Tool: Named Entity Recognition
Purpose: This tool extracts Named Entities from documents within a Content Set. The current implementation uses spaCy's Annotations Named Entity Recognition (NER) module, which offers a rich approach to Named Entities that includes not only Proper and Common Nouns, but numbers as well.
Definition: Named Entity Recognition (NER) is a natural language processing method which seeks to identify and classify each term in the Content Set as specific entity categories or "classes".
Application: Named Entity Recognition is often used to identify key people, places, and things within a Content Set. This tool can be useful when collecting data around place names for mapping, which can often be challenging to aggregate without the close reading of each document.
Use Case: In the case of mapping, the downloaded data from the Named Entity Recognition tool can be used to compile the names of countries, cities, states, buildings, etc. and plotted using GIS software.
Technical Specifications
This tool uses spaCy Annotation NER, which uses the Ontocorpus 5 list of entity categories:
| spaCy Name | Gale Name | DESCRIPTION |
| CARDINAL | Number | Numerals that do not fall under another type |
| DATE | Date | Absolute or relative dates or periods |
| EVENT | Event | Named hurricanes, battles, wars, sports events, etc. |
| FAC | Place | Buildings, airports, highways, bridges, etc. |
| GPE | Geo-Political Entity | Countries, cities, states |
| LANGUAGE | Language | Any named language |
| LAW | Law | Named documents made into laws |
| LOC | Geography | Non-GPE locations, mountain ranges, bodies of water |
| MONEY | Money | Monetary values, including unit |
| NORP | Cultural Group | Nationalities or religious or political groups |
| ORDINAL | Position | "first", "second", etc. |
| ORG | Organization | Companies, agencies, institutions, etc. |
| PERCENT | Percentage | Percentage, including "%" |
| PERSON | Person | People, including fictional |
| PRODUCT | Product | Objects, vehicles, foods, etc. (Not services) |
| QUANTITY | Measurement | Measurements, as of weight or distance |
| TIME | Time | A period of time, smaller than a day or 24 hours. |
| WORK_OF_ART | Artwork | Includes titles of books, songs, etc. |
For more on spaCy Annotation NER functionality, please see https://spacy.io/usage/spacy-101#annotations-ner and https://spacy.io/api/annotation#named-entities.
Currently, Gale Digital Scholar Lab’s implementation of spaCy’s NER does not employ the Parts of Speech module.
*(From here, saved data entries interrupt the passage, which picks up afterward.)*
PR #32, opened 2023-06-21
isle: match Isle::Tick and FindExistingInstance

foxtacles:
So while matching `Isle::Tick` I noticed that `MxDSObject::SetAtomId` is actually being inlined in there. That was a bit confusing at first until I finally noticed that the code of `Isle::Tick` itself actually exists multiple times: the first two calls in `WinMain` (`g_isle->Tick(1)`) are inlined in the original executable, and the last one (`g_isle->Tick(0)`) is not.

One of the inlined `Tick` calls uses `MxDSObject::SetAtomId` at `0x00401c40`, the other use it inlined. In the current decomp however, `Isle::Tick` is never inlined in `WinMain`. 

I can only assume all of this is a bunch of compiler optimization that we didn't run into yet, maybe we will at some point. Either way, I've now figured out that `m_unk24` in `MxDSObject` actually is signed and now it all matches.

`Isle::Tick` has a minor diff because two instructions are swapped (not functionally relevant). I think it's one of those cases - like the `CMP EAX,ESI` ones seen before - that cannot be fixed until surrounding unknowns line up in a certain way.

`FindExistingInstance` also matches now. `WINDOW_TITLE` actually needed to be a macro.


itsmattkc:
> That was a bit confusing at first until I finally noticed that the code of Isle::Tick itself actually exists multiple times:

Ahh yeah, I probably should have added a comment about this, it was one of the more complicated things to untangle when starting on ISLE. That's why there was no `SetAtomId()` call initially, because I (naturally) decompiled from the non-inlined function rather than the two inlined ones.

ISLE/define.h
```diff
@@ -8,7 +8,7 @@ class Isle;
 extern Isle *g_isle;
 extern int g_closed;
 #define WNDCLASS_NAME "Lego Island MainNoM App"
-extern const char *WINDOW_TITLE;
+#define WINDOW_TITLE "LEGO\xAE"
```
itsmattkc, line 11: Could you move the offset comment to here instead, just for the sake of documentation?

foxtacles: Yep, added them for both macros

itsmattkc:
Here's a question, what actually happens if you mark `Tick` as inline? I could imagine the devs actually doing that in an attempt to cut down on per-frame overhead, but it's curious that 1/3 times it doesn't get inlined. Presumably it's some kind of compiler quirk, so I'm curious what happens if we try doing that.

foxtacles:
> Here's a question, what actually happens if you mark `Tick` as inline? I could imagine the devs actually doing that in an attempt to cut down on per-frame overhead, but it's curious that 1/3 times it doesn't get inlined. Presumably it's some kind of compiler quirk, so I'm curious what happens if we try doing that.

Yeah, I wanted to try this tomorrow but I got curious, turned the PC back on and gave it a shot. Surprisingly `WinMain` matched right away to 100%, I didn't expect that!

foxtacles:
Cleaned up a bit so now we got the 100% on everything in `ISLE.EXE` except `SetupWindow`, `WndProc` and a little bit on `SetupVideoFlags`

itsmattkc:
Fantastic! Thanks for looking into all of this, will merge now

foxtacles:
Some findings I've noticed so far:

* The second call to `Tick` should be `Tick(0)` instead of `Tick(1)` it looks like
* `SetAtomId` is not inlined correctly everywhere, I believe that might be the main culprit why we have such a large diff. The second call to `Tick` (inlined) is expected to call `00401c40` (non-inlined `SetAtomId`) in both branches, however the decomp currently inlines it _in the first_ but not in the second branch

itsmattkc:
> `SetAtomId` is not correctly applied in one instance

I did notice that, but I think that may be just due to `WinMain` not yet matching, and that as it gets closer, the inlining behavior may start to line up. It'll be interesting to see progress of #38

However, Parts of Speech can be run as a separate tool.
Configuring the Tool
The NER tool is not configurable at this time. However, users may select and apply a text cleaning configuration to the text contained in their Content Set prior to analysis.
Result: Entities Found
This tool outputs a list of the top 200 entities by count:
- Each entity displays its category, the number of documents it was found in, and the total count across the Content Set.
- Users are also able to search the entire set of entities found by keyword using the entity search bar.
- This visualization can be used to browse recognized entities present within a Content Set by entity type.
Interactivity
- Users can sort by entity name, type, document count, and total count.
- Each entity name can be clicked to learn more about that entity’s relationship to the documents it was found in and other entities within the Content Set.
- Specifically, users will see the document titles it was found in.
- Users can also click into the document text and access the OCR tagged with all recognized entities.
- When viewing a single document, users can turn on/off specific entity types, view all entities grouped by type, and find specific instances of each recognized entity.
- The original document scan is also accessible from this view.
Download
- Visualization: This result cannot be downloaded as an image.
- Tabular Data: Tabular data is available in CSV (comma delimited text) and JSON (JavaScript Object Notation) for this tool. Each tabular data download contains the full list of recognized entities, their associated entity type, document ID, and document title. Additionally, users may download the document level JSON from the document view, which includes the OCR text with start and stop positions for the top 200 of each recognized entity.
Enhancement Notes
The results and visualizations were enhanced in May 2019. The following changes were made:
- Replaced tree chart visualizations with the Entities Found result which lists the top 200 entities in a user’s content set.
- Tabular data (.CSV) updated to reflect the data retrieved from the analysis pipeline.
- Raw data (.JSON) download is made available to users.